I frequently bring my hog with me on outings, and she does not seem to have a single care about it in the world. So I do believe that some enjoy being outdoors, but like I said; this wont be the case for every hedgehog, so you just have to find what works best for them.


----------



## Mecki (Nov 4, 2017)

Buddysmom said:


> Can you post a picture of the carry bag you made? That would be a good idea for at home for bonding time with a new hog.
> Hedgehog swag, I never meant to offend anyone nor do I want to disrespect the hog, I was simply asking!

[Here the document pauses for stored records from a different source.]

PR #22, opened 2015-11-23
YD-104 implement proper exceptions

pgussow:


core/src/main/java/nu/yona/server/analysis/service/AnalysisEngineService.java
```diff
@@ -74,7 +75,7 @@ private UserAnonymized getUserAnonymizedByID(UUID id)
 		UserAnonymized entity = UserAnonymized.getRepository().findOne(id);
 		if (entity == null)
 		{
-			throw new LoginIDNotFoundException(id);
+			throw InvalidDataException.analysisUserNotFound(id);
```
Bert-R: Please stick with "Login ID", a that's the term we use throughout the code base.

PR #25, opened 2015-11-23
YD-51 Added some hacking tests

aristotelos:


appservice/src/intTest/groovy/nu/yona/server/CreateUserOnBuddyRequestTest.groovy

Sure. Since I know you sew, I am including some in-progress pics as well.


----------



## Buddysmom (Apr 20, 2019)

Mecki said:


> Buddysmom said:
> 
> 
> > Can you post a picture of the carry bag you made? That would be a good idea for at home for bonding time with a new hog.
> ...


Very cute! That would be great for going to the vet and when I clean Buddy's cage.
Is that your own pattern?


----------



## Mecki (Nov 4, 2017)

Yes...though I don't know if I'd call it a pattern. I usually just wing it when I sew. 

I used that half inch foam to make the sides and back stiff. I also used the foam for those 3 exchangeable 'floor' pads to make the bottom stiff. (The front and the 'lid' has no foam or padding.)


----------



## Mecki (Nov 4, 2017)

Yes...though I don't know if I'd call it a pattern. I usually just wing it when I sew. 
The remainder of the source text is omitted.